Gradients, palettes, and letters instead of just symbols
The colour section appears to be more than a token palette dropdown. The effect includes multiple colour presets, but it also allows custom gradients, with individual points corresponding to separate symbols. That matters because it means the mapping is not only based on brightness, but can also be art-directed at the symbol-band level. If a preset gets close but not quite there, individual hues can be nudged without rebuilding the look from scratch.
There is also a letter-based variant that pushes the effect from ASCII cliché into proper retro motion-design territory. In that version, users can choose preset character groups such as alphabet, capital letters, numbers, patterns, round, orthogonal, diagonal, and more detailed sets. A custom mode accepts a user-defined nine-character string, and the font itself can be changed as well.

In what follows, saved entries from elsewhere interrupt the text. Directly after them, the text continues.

PR #5872, opened 2026-07-30
fix(android): Prevent Relay from rejecting single-sample ANR profiles 

0xadam-brown:
## :scroll: Description

Relay currently rejects ANR profiles with a single sample, even though they're still useful to customers. This PR updates our StackTraceConverter to add a second, synthetic sample whenever an ANR profile would otherwise only contain one.

The synthetic sample duplicates the original, save for a minor offset to its timestamp. (Lets us avoid misleading the user about the ANRs cause or duration.)

Customers occasionally see ANR events with no attached profile despite having sufficient quota and ANR profiling enabled. That's because Relay drops any profile chunk with fewer than two samples, and an ANR chunk can have exactly one sample if the main thread is caught on the very first poll after the 1-second suspicion threshold. 

Relay's policy was developed with continuous profiles in mind, where a one-point series has no meaningful time axis. But for ANR profiles a single sample is highly actionable, as it shows exactly where the main thread was stuck when the ANR began.

Resolves: [JAVA-550](https://linear.app/getsentry/issue/JAVA-550/prevent-single-sample-anr-profile-chunks-from-being-silently-dropped)

## Options considered

**[A] Make it more likely that the SDK satisfies Relay's requirements** -> In particular, narrow the polling interval used with ANRs. Would only reduce the risk of single-sample ANRs but not eliminate it + requires more resources from host app.

**[B] Guarantee the SDK satisfies Relay's requirements** -> The approach this PR takes.

**[C] Relax Relay's requirements** ->  Too big of a lift to implement and would require substantial input by the Relay folks.

Unit tests + integration test + had my LLM check E2E against Relay and entire backend pipeline.

## :pencil: Checklist

### DIFF
--- a/sentry-android-core/src/main/java/io/sentry/android/core/anr/StackTraceConverter.java
+++ b/sentry-android-core/src/main/java/io/sentry/android/core/anr/StackTraceConverter.java
@@ -174,11 +174,8 @@ public final class StackTraceConverter {
    */
   @NotNull
   private static SentrySample createSyntheticSample(@NotNull SentrySample originalSample) {
-    final @NotNull SentrySample syntheticSample = new SentrySample();
+    final @NotNull SentrySample syntheticSample = new SentrySample(originalSample);
     syntheticSample.setTimestamp(originalSample.getTimestamp() + SYNTHETIC_SAMPLE_OFFSET_SECONDS);
-    syntheticSample.setStackId(originalSample.getStackId());
-    syntheticSample.setThreadId(originalSample.getThreadId());
-    syntheticSample.setUnknown(originalSample.getUnknown());
     return syntheticSample;
   }
 }
--- a/sentry-android-core/src/main/java/io/sentry/android/core/anr/StackTraceConverter.java
+++ b/sentry-android-core/src/main/java/io/sentry/android/core/anr/StackTraceConverter.java
@@ -34,6 +34,14 @@ public final class StackTraceConverter {
   private static final String MAIN_THREAD_NAME = "main";
 
   /**
+   * Timestamp offset used with synthetic ANR profile samples. (Currently 33 ms.)
+   *
+   * <p>Places the synthetic sample halfway to the next ANR polling tick.
+   */
+  private static final double SYNTHETIC_SAMPLE_OFFSET_SECONDS =
+      (AnrProfilingIntegration.POLLING_INTERVAL_MS / 2.0d) / 1000.0d;
+
+  /**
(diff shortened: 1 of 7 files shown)


runningcode:
This seems to me like a server side problem, can we fix this in Relay or would that break other SDKs?

0xadam-brown:
> This seems to me like a server side problem, can we fix this in Relay or would that break other SDKs?

Good callout, and agreed that'd be ideal. As mentioned in the PR description, it'd be a big lift implementation-wise and it'd require a lot of coordination with the Relay folks. We could certainly do it at some point, but this gets us 90% of the way there at super low cost 👍

sentry-android-core/src/main/java/io/sentry/android/core/anr/StackTraceConverter.java
```diff
@@ -33,6 +33,14 @@ public final class StackTraceConverter {
   private static final String MAIN_THREAD_ID = "0";
   private static final String MAIN_THREAD_NAME = "main";
 
+  /**
+   * Timestamp offset used with synthetic ANR profile samples. (Currently 33 ms.)
+   *
+   * <p>Places the synthetic sample halfway to the next ANR polling tick.
```
markushi, line 39: 💡 smart!

sentry-android-core/src/main/java/io/sentry/android/core/anr/StackTraceConverter.java
```diff
@@ -147,4 +164,21 @@ private static SentryStackFrame createSentryStackFrame(@NotNull StackTraceElemen
...
+
+  /**
+   * Creates a {@link SentrySample} identical to {@code originalSample}, save that its timestamp is
+   * advanced by {@link #SYNTHETIC_SAMPLE_OFFSET_SECONDS}.
+   *
+   * <p>Lets us produce a plausible synthetic sample without misleading the user about the ANR's
+   * actual duration or cause.
+   */
+  @NotNull
+  private static SentrySample createSyntheticSample(@NotNull SentrySample originalSample) {
```
markushi, line 176: `nit`: How about doing a copy ctor + a `setTimestamp()` call here? This way the responsibility of setting all attributes stays within `SentrySample`.

markushi (approved):
Awesome, LGTM!

sentry-android-core/src/main/java/io/sentry/android/core/anr/StackTraceConverter.java
0xadam-brown: Good call – updated!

Based on the walkthrough, monospaced or code-like fonts appear to be the most convincing choice, which will surprise nobody who has ever willingly opened a terminal window.

More than one workflow inside Resolve
The package is so split into several variants depending on where and how users want to work. Beyond the standard effect presets, there are custom Edit page and Fusion page versions for users who want to replace characters with their own shapes or icons. In the Edit page workflow, users can load external image files through loaders and map them across brightness levels. The recommendation in the demo is to arrange those assets from brightest to darkest, so the luminance translation stays predictable.

The Fusion-oriented version goes a step further. There, the source image is connected to the main input, while additional square graphics or text elements can be fed into the other inputs as replacement shapes. The creator recommends square assets, ideally around 100 by 100 pixels, to keep the setup responsive and avoid unnecessary lag.
The broader product line also includes an ASCII PRO Pack on Gumroad, listed from €9.90, while the free ASCII Resolve effect remains available as a separate download.